[Collected data entries]
PR #2138, opened 2026-09-04
Modernize AWSX provider TypeScript tooling

corymhall:
## Summary

The AWSX provider uses TypeScript 4, Node.js 18 definitions, TSLint, and Prettier. This moves the provider to TypeScript 6 and Node.js 24 definitions, replaces TSLint with Oxlint, and replaces Prettier with Oxfmt.

The type generator continues to use the TypeScript compiler API. Its factory calls are updated for the TypeScript 6 signatures, and the generated schema types are refreshed. The compiler now emits ES2022 for the Node.js 24 runtime introduced by the parent PR.

This PR is stacked on #2135.

Fixes #2131.

## Compatibility
- [x] No public behavior/API change
- [ ] Public behavior/API changed (describe impact)

## Generated Artifacts
- [ ] N/A
- [x] Ran scoped type regeneration (`yarn --cwd awsx gen-types`) and committed generated diffs

## Validation
- [x] `make test_provider`
- [ ] `make lint`
- [ ] `yarn --cwd awsx-classic lint` (if `awsx-classic/**` changed)
- [ ] `make test` (if integration-impacting; requires AWS creds/resources)
- [x] TypeScript compile, type generation, Oxlint, Oxfmt, frozen install, lockfile deduplication, and `git diff --check`

## Risk

The provider JavaScript emission target changes from ES2017 to ES2022. The parent PR embeds Node.js 24, which supports this target. The public schema and SDK API are unchanged.

## Rollback

Revert this PR to restore TypeScript 4, Node.js 18 definitions, TSLint, and Prettier.

PR #2140, opened 2026-09-04
Update pulumi/pulumi to v3.261.0

corymhall:
Update pulumi/pulumi to v3.261.0

Update the pinned Node.js dependency and the Pulumi Go modules together,
following the former weekly dependency update process. Refresh lockfiles,
module metadata, and generated SDK outputs for the new dependency set.

Pulumi now persists local component inputs. Update the provider type
generator to register public arguments instead of its internal options, and
adapt VPC initialization to the current component hook contract. This avoids
sending dependency-resource options through protobuf during remote component
construction.

Pulumi v3.261.0 raises the required Go version to 1.26.6. Update the
repository's golangci-lint override to a release built with Go 1.26.


corymhall:

- #2135
    - #2138
        - #2140 ◀
            - #2141

PR #2141, opened 2026-09-04
Use npm for AWSX provider tooling

corymhall:
Use npm for AWSX provider tooling

Replace the AWSX provider Yarn lock and commands with npm equivalents so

◆ **AIM OF THE EXERCISE**: Reproduce the entries exactly, dropping nothing.

◆ **OUTPUT OF THE EXERCISE**:
PR #2138, opened 2026-09-04
Modernize AWSX provider TypeScript tooling

corymhall:
## Summary

The AWSX provider uses TypeScript 4, Node.js 18 definitions, TSLint, and Prettier. This moves the provider to TypeScript 6 and Node.js 24 definitions, replaces TSLint with Oxlint, and replaces Prettier with Oxfmt.

The type generator continues to use the TypeScript compiler API. Its factory calls are updated for the TypeScript 6 signatures, and the generated schema types are refreshed. The compiler now emits ES2022 for the Node.js 24 runtime introduced by the parent PR.

This PR is stacked on #2135.

Fixes #2131.

## Compatibility
- [x] No public behavior/API change
- [ ] Public behavior/API changed (describe impact)

## Generated Artifacts
- [ ] N/A
- [x] Ran scoped type regeneration (`yarn --cwd awsx gen-types`) and committed generated diffs

## Validation
- [x] `make test_provider`
- [ ] `make lint`
- [ ] `yarn --cwd awsx-classic lint` (if `awsx-classic/**` changed)
- [ ] `make test` (if integration-impacting; requires AWS creds/resources)
- [x] TypeScript compile, type generation, Oxlint, Oxfmt, frozen install, lockfile deduplication, and `git diff --check`

## Risk

The provider JavaScript emission target changes from ES2017 to ES2022. The parent PR embeds Node.js 24, which supports this target. The public schema and SDK API are unchanged.

## Rollback

Revert this PR to restore TypeScript 4, Node.js 18 definitions, TSLint, and Prettier.

PR #2140, opened 2026-09-04
Update pulumi/pulumi to v3.261.0

corymhall:
Update pulumi/pulumi to v3.261.0

Update the pinned Node.js dependency and the Pulumi Go modules together,
following the former weekly dependency update process. Refresh lockfiles,
module metadata, and generated SDK outputs for the new dependency set.

Pulumi now persists local component inputs. Update the provider type
generator to register public arguments instead of its internal options, and
adapt VPC initialization to the current component hook contract. This avoids
sending dependency-resource options through protobuf during remote component
construction.

Pulumi v3.261.0 raises the required Go version to 1.26.6. Update the
repository's golangci-lint override to a release built with Go 1.26.


corymhall:

- #2135
    - #2138
        - #2140 ◀
            - #2141

PR #2141, opened 2026-09-04
Use npm for AWSX provider tooling

corymhall:
Use npm for AWSX provider tooling

Replace the AWSX provider Yarn lock and commands with npm equivalents so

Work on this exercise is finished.